━━━ DATA UNDER STUDY ━━━

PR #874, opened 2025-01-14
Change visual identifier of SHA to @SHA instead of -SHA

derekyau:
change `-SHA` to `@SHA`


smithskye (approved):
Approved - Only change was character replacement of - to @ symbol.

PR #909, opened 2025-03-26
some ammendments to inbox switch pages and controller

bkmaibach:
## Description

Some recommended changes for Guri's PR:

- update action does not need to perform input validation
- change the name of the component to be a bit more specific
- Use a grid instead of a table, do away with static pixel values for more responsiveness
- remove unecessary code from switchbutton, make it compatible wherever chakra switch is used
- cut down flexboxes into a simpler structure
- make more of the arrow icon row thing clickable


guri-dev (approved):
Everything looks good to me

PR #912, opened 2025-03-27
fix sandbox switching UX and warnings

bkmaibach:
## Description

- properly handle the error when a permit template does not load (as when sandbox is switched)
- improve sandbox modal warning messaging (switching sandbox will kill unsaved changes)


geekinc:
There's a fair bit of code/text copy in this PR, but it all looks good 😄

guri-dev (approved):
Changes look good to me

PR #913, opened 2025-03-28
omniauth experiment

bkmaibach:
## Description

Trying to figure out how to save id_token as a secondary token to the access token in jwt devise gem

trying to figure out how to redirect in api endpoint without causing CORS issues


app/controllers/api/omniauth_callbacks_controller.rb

━━━

▸ WHAT YOU HAVE TO DO
The lines to return are those in the records above that hold the word "sandbox".

▸ THE COMPLETED TASK
fix sandbox switching UX and warnings
- properly handle the error when a permit template does not load (as when sandbox is switched)
- improve sandbox modal warning messaging (switching sandbox will kill unsaved changes)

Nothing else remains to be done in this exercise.